If you’r running simulations from test functions, moving them to their own package that can be compiled and run without the test suite on will drastically improve performance.

Results

Finally, here are the results of simulating multiple matches agains the three bot difficulties available at tincho.manuelpepe.com:

# E = Easy
# M = Medium
# H = Hard

$ go run cmd/sim/main.go --all
=== RUN: EvE
0: {Wins:5036 Rounds:{Min:2 Max:8 Mean:3 Sum:19291} Turns:{Min:1 Max:392 Mean:73 Sum:369592}}
1: {Wins:4964 Rounds:{Min:2 Max:8 Mean:3 Sum:18792} Turns:{Min:1 Max:279 Mean:71 Sum:356501}}
Total Games: 10000
Total Rounds: {Min:2 Max:8 Mean:3 Sum:38083}
Total Turns: {Min:1 Max:392 Mean:72 Sum:726093}
--- OK (3.622077403s)

=== RUN: EvM
0: {Wins:731 Rounds:{Min:2 Max:7 Mean:4 Sum:2979} Turns:{Min:1 Max:127 Mean:36 Sum:26643}}
1: {Wins:9269 Rounds:{Min:2 Max:8 Mean:3 Sum:36684} Turns:{Min:0 Max:174 Mean:51 Sum:480269}}
Total Games: 10000
Total Rounds: {Min:2 Max:8 Mean:3 Sum:39663}
Total Turns: {Min:0 Max:174 Mean:50 Sum:506912}
--- OK (2.637042901s)

=== RUN: EvH
0: {Wins:6 Rounds:{Min:4 Max:7 Mean:4 Sum:29} Turns:{Min:10 Max:51 Mean:28 Sum:171}}
1: {Wins:9994 Rounds:{Min:2 Max:9 Mean:4 Sum:40156} Turns:{Min:3 Max:125 Mean:52 Sum:520547}}
Total Games: 10000
Total Rounds: {Min:2 Max:9 Mean:4 Sum:40185}
Total Turns: {Min:3 Max:125 Mean:52 Sum:520718}
--- OK (2.317444913s)

=== RUN: MvM
0: {Wins:5170 Rounds:{Min:2 Max:10 Mean:4 Sum:25649} Turns:{Min:1 Max:206 Mean:58 Sum:303541}}
1: {Wins:4830 Rounds:{Min:2 Max:10 Mean:5 Sum:24202} Turns:{Min:0 Max:235 Mean:60 Sum:290082}}
Total Games: 10000
Total Rounds: {Min:2 Max:10 Mean:4 Sum:49851}
Total Turns: {Min:0 Max:235 Mean:59 Sum:593623}
--- OK (2.937989917s)

=== RUN: MvH
0: {Wins:127 Rounds:{Min:3 Max:12 Mean:6 Sum:877} Turns:{Min:5 Max:157 Mean:64 Sum:8243}}
1: {Wins:9873 Rounds:{Min:2 Max:14 Mean:5 Sum:53097} Turns:{Min:1 Max:191 Mean:70 Sum:698592}}
Total Games: 10000
Total Rounds: {Min:2 Max:14 Mean:5 Sum:53974}
Total Turns: {Min:1 Max:191 Mean:70 Sum:706835}
--- OK (3.042727078s)

=== RUN: EvMvH
0: {Wins:165 Rounds:{Min:2 Max:6 Mean:3 Sum:582} Turns:{Min:1 Max:95 Mean:29 Sum:4948}}
1: {Wins:1373 Rounds:{Min:2 Max:6 Mean:3 Sum:5063} Turns:{Min:1 Max:138 Mean:46 Sum:64351}}
2: {Wins:8462 Rounds:{Min:2 Max:7 Mean:3 Sum:32076} Turns:{Min:1 Max:152 Mean:59 Sum:507158}}
Total Games: 10000
Total Rounds: {Min:2 Max:7 Mean:3 Sum:37721}
Total Turns: {Min:1 Max:152 Mean:57 Sum:576457}
--- OK (3.137018959s)

As you can see, after all optimizations we got it down from 30s for 2k to 3s for 10k.

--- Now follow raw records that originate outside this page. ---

PR #1016, opened 2020-05-18
rsync now tries to patch before overwriting, rather than checking ACL

thomasmaclean:
This fixes a bug with `rsync` where it was previously checking ACL's to determine whether a patch or rewrite should be applied. This didn't work at all in most cases and especially didn't work for UBLA buckets where object ACL's don't exist. Now we'll simply attempt a patch first before falling back to rewrites.

### DIFF
--- a/gslib/commands/rsync.py
+++ b/gslib/commands/rsync.py
@@ -39,6 +39,7 @@ from boto import config
 import crcmod
 from gslib.bucket_listing_ref import BucketListingObject
 from gslib.cloud_api import NotFoundException
+from gslib.cloud_api import ServiceException
 from gslib.command import Command
 from gslib.command import DummyArgChecker
 from gslib.command_argument import CommandArgument
@@ -1471,7 +1472,8 @@ def _RsyncFunc(cls, diff_to_apply, thread_state=None):
                                          obj_metadata,
                                          provider=dst_url.scheme,
                                          generation=dst_url.generation)
-        except:
+        except ServiceException as err:
+          cls.logger.debug('Error while trying to patch: %s', err)
           # We don't have permission to patch apparently, so it must be copied.
           cls.logger.info(
               'Copying whole file/object for %s instead of patching'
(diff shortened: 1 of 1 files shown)


gslib/commands/rsync.py
```diff
@@ -1460,24 +1464,18 @@ def _RsyncFunc(cls, diff_to_apply, thread_state=None):
...
+        try:
+          # Assume we have permission, and can patch the object.
           gsutil_api.PatchObjectMetadata(dst_url.bucket_name,
                                          dst_url.object_name,
                                          obj_metadata,
                                          provider=dst_url.scheme,
                                          generation=dst_url.generation)
-        else:
-          # We don't have object ownership, so it must be copied.
+        except:
```
dilipped, line 1474: Blanket exceptions can be risky. Looks like we should expect this to raise ServiceException so we can try catching that and add the exception message in debug log. https://github.com/GoogleCloudPlatform/gsutil/blob/11b9f1f4cc160180b85227ccf1df40b0797dab0e/gslib/cloud_api.py#L418
```suggestion
        except ServiceException as err:
          cls.logger.debug('Error while trying to patch: %s', err)
```

gslib/commands/rsync.py
```diff
@@ -1512,18 +1510,18 @@ def _RsyncFunc(cls, diff_to_apply, thread_state=None):
...
+        try:
+          # Assume we have ownership, and can patch the object.
           gsutil_api.PatchObjectMetadata(dst_url.bucket_name,
                                          dst_url.object_name,
                                          obj_metadata,
                                          provider=dst_url.scheme,
                                          generation=dst_url.generation)
-        else:
-          # We don't have object ownership, so it must be copied.
+        except:
```
dilipped, line 1520: same as above

gslib/commands/rsync.py
```diff
@@ -1734,6 +1733,8 @@ def _ParseOpts(self):
           gzip_arg_all = GZIP_ALL_FILES
         elif o == '-n':
           self.dryrun = True
+        elif o == '-O':
+          self.assert_ownership = True
```
dilipped, line 1737: Where are we using this flag?

gslib/commands/rsync.py
```diff
@@ -446,6 +447,10 @@
                  what would be copied or deleted without actually doing any
                  copying/deleting.
 
+  -O             Assert ownership of objects. This is useful if uniform bucket-
```
dilipped, line 450: I see that parsing for this option was removed in the last commit so we should be removing this help text as well?

gslib/commands/rsync.py
```diff
@@ -1690,6 +1691,7 @@ def _ParseOpts(self):
     # state rather than CopyHelperOpts.
     self.continue_on_error = False
     self.delete_extras = False
+    self.assert_ownership = False
```
dilipped, line 1694: Should be removed?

You might also notice that there is no HvH simulation. Currently, when I match two Hard bots against each other, there is a good chance that they get into a loop of winning one -10 round each with low score added to the other’s bot hand, eventually timing out the simulation as the game never ends.

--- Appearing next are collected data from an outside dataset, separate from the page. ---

PR #1018, opened 2020-05-18
Small doc edits.

starsandskies:
This backfills changes initially proposed in cl/310599519:

* Improved linking.
* Documenting HTTP 408 as retryable.
* Clarifying part of the `gsutil acl` synopsis.

### DIFF
--- a/gslib/commands/rsync.py
+++ b/gslib/commands/rsync.py
@@ -126,8 +126,8 @@ _DETAILED_HELP_TEXT = ("""
     gsutil rsync -r data gs://mybucket/data
 
   If you have a large number of objects to synchronize you might want to use the
-  gsutil -m option, to perform parallel (multi-threaded/multi-processing)
-  synchronization:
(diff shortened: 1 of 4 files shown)


gslib/commands/rsync.py
```diff
@@ -126,8 +126,8 @@
     gsutil rsync -r data gs://mybucket/data
 
   If you have a large number of objects to synchronize you might want to use the
-  gsutil -m option, to perform parallel (multi-threaded/multi-processing)
-  synchronization:
+  gsutil -m option (see "gsutil help options"), to perform parallel
```
dilipped, line 129: The CL shows this as a link, do we want to add the link here?

starsandskies: We'll have to see how the generation process goes, but my understanding is there's logic in the generator that converts this into a link. If not, I'll definitely come back to this to make sure it does.

dilipped: Ah I see. Sounds good.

As a last point, I went back and made the strategy inputs variadic to allow for simulations with more than two bots, that is the EvMvH simulation.

This was a fun journey and I may come back to this at some point.

Thank you for reading, hope you found something interesting here, and let me know if you have any comments.